Though Maclaurin was proposing research to be undertaken by economists, it remained closely tied to engineering.In supporting the proposal, Compton drew attention to the fact that the Industrial Relations Section was the only organization of its type to be located in an engineering school, and he also pointed out the practical importance of the research for engineers. He claimed that many MIT graduates found
c. See chapter 15 this volume. themselves having to determine or implement industrial relations policies, and this research would bring them into “intimate contact with the problems and personnel of the field.”21 The application was not successful and after some further unsuccessful attempts to apply for funds, Maclaurin changed his emphasis and approached the Rockefeller Foundation about a broader project that would be more suited to “appeal to the imagination and fitness of technical students.”22 He would devote less time to research in industrial relations and instead proposed to work out “an area particularly suited, such as the processes by which technical improvements spread through industry, or a study of the types of companies in different industries which are the initiators of technical change, whether the same types of companies initiated such changes.”23
To support his case, Maclaurin pointed not only to the involvement of his own department with the Mathematics Department but also to the rising interest that many professors in engineering departments were showing in economics.d He argued that problems of mutual interest to economists and engineers could “best be developed if a special research fund were made available for graduate student and staff research devoted to the economics of industrial technology.”24 The topic he proposed to cover, “The Impact, Timing and Effect of Technological Change upon the American Economy,” reflected his time at Harvard, where despite being in the business school, he had been one of Schumpeter’s favorite students.25 Under this Schumpeterian heading, Maclaurin proposed a broad program out of which he hoped that specific projects would emerge “after the ground had been thoroughly explored by means of graduate seminars carried on in co-operation with some of the technical specialists from the engineering departments.”26 Such a change would take the department’s research away from industrial relations and toward a cross-disciplinary research venture involving economics and engineering.
Though it shows the direction in which Maclaurin was trying to shape the department’s research, this was another grant proposal that came to nothing. However, in April 1941, Maclaurin submitted a successful application for $50,000, involving Samuelson, who had arrived a few months earlier, “to initiate a series of studies under the general topic of ‘The Impact, Timing and Effect of Technological Change upon the American Economy.’ ” He wrote,
We believe that this is an area in which an Economics Department with a young and growing Division of Industrial Relations located
d. This claim is borne out by the frequency with which economics was mentioned in the accounts of these departments’ activities in the annual Reports of the President. in an engineering school should be in a position to make a significant contribution. It would be our hope that over a period of years the specialists whom we might develop would help to interpret the processes of technological change and their economic and social implications to economists, government officials, labor leaders, and industrialists.27
It was an academic research project, but one that could have practical implications. It would cover three topics: factors in the individual firm influencing technological change involving substantial capital investment; case studies of union-management (or employee-management) relations and regulations concerning the introduction of technological change; and overall statistical studies of innovation. The description of the last of these topics adopted a Schumpeterian tone, in that it asked about the evidence for clustering of innovations and variation in the extent of innovation in different phases of the cycle. It also involved considering the character of new investment—how much was due to new industries and innovation, how much to growth in population and land, and how much to more intensive use of capital in old industries. The proposal reflected Hansen's thinking in proposing to establish whether a bias toward capital-saving innovations increased the likelihood of secular stagnation.

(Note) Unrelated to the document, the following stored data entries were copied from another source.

Issue #450, opened 2018-11-06
Fix compiler warnings


schemar:
When compiling, there should be no warnings.

schemar:
If it's a method that is not yet implemented, you can add `_argumentName;` to the function body to keep the argument names and documentation.
In the case where the argument is actually unused, e.g. in a mock, you can also remove the name from the function argument and only leave the type.

PR #467, opened 2018-11-19
Fix compiler warnings

deepesh-kn:
Fixes: #450
This PR fixes all the compiler warnings.

Following were the types of warning.
1. Overshadowing of variable
2. Unused function parameter.
3. Uninitialized storage pointer.
4. Function state mutability can be restricted to pure
5. Functions in interfaces should be declared external.

Function `proveBlockOpening` was public, this had a compilation warning `Functions in interfaces should be declared external.` to fix this compilation warning I changed to external, this, in turn, resulted in to stack too deep error.
Even with commenting all the code, this error persisted. So I moved the proving origin core contract code to separate function and now it works. 

Another issue that was fixed was `Function state mutability can be restricted to pure` this was on `verify` function in KernelGateway contract which was pure. The TestKernelGateway contract overrides the function and could not become pure (check the implementation details). So to fix this now this function in TestKernelGateway just returns `true` and so it becomes pure. To test the fail case another contract `TestKernelGatewayFail` inherits `TestKernelGateway` and overrides the verify function to return `false`.


contracts/test/MockCore.sol
```diff
@@ -40,19 +40,19 @@ contract MockCore is Core {
...
 	  *
-	  * @return bytes32 storage root
+	  * @return bytes32 Mocked value of storage root.
 	  */
 	function getStorageRoot(
 		uint256 _blockHeight
 	)
 		public
-		view
+		pure
```
sarvesh-ost: Did you change this to fix compiler warning? 🤔  
If yes, you probably want to fix same for `getStateRoot` also, right?

test/core/kernel_gateway/prove_block_opening.js
```diff
@@ -38,53 +39,24 @@ contract('KernelGateway.proveBlockOpening()', async (accounts) => {
...
     auxiliaryBlockHash,
     storageBranchRlp,
-    accountRlp,
-    accountBranchRlp,
     originBlockHeight,
     kernelHash,
     transitionHash;
 
-  async function setAccountProof(isValid) {
-    accountRlp = testData.account.rlpEncodedAccount;
```
sarvesh-ost: `testData` is not more used. Remove from `require`.

contracts/core/KernelGateway.sol
```diff
@@ -166,6 +180,84 @@ contract KernelGateway is KernelGatewayInterface{
...
+     * @param _accountRlp RLP encoded account data.
+     * @param _accountBranchRlp RLP encoded path from root node to leaf node to
+     *                          prove account in merkle tree.
+     * @param _originBlockHeight The block height on origin where the opening
+     *                           took place. Must be a height that is finalised
+     *                           in the OriginBlockStore.
+     *
+     * @return success_ `true` if the proof is successful.
+     */
+    function proveOriginCore(
```
sarvesh-ost: This method is a potential duplicate of `proveGateway` method in `GatewayBase.sol`
[proveGateway](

Maclaurin explained that MIT would contribute the spare time of himself, Samuelson, and Myers, and that $10,000 would be used to cover research assistance. If given support, he wrote,
Our plan would be that while I would be in general charge, I would concentrate my own research efforts on company practices concerning technological change. Samuelson would work on overall statistical studies of innovation, and Myers on some case studies of union-management relations concerning the introduction of technical change.28
The Rockefeller Foundation decided to award $30,000 over three years.29 This was less than Maclaurin had asked for, but it remained a substantial project, in which many MIT economists, especially instructors, were to be involved. The foundation's evaluation of the project focused on its interest to engineers and economists, as well as its potential practical value.
The proposal represents an unusual attempt to define a field of interest to both engineers and economists. It is a field in which an Economics Department located in an engineering school should be in a position to make a significant contribution. The staff which will undertake the program rank well in their respective disciplines. It is the belief of the officers that over a period of years the results of this program will aid in interpreting the processes of technological change and their economic and social implications to economists, government officials, labor leaders and industrialists.30
On receiving the grant, Maclaurin immediately obtained permission to use it to pay Samuelson’s summer salary, so that he did not feel pressure to take on consultant work outside MIT.31 Though wartime commitments soon forced him to withdraw from Maclaurin’s project, Samuelson was being drawn into working on a predominantly statistical project that was intended to be thoroughly integrated into the main activities of an engineering school.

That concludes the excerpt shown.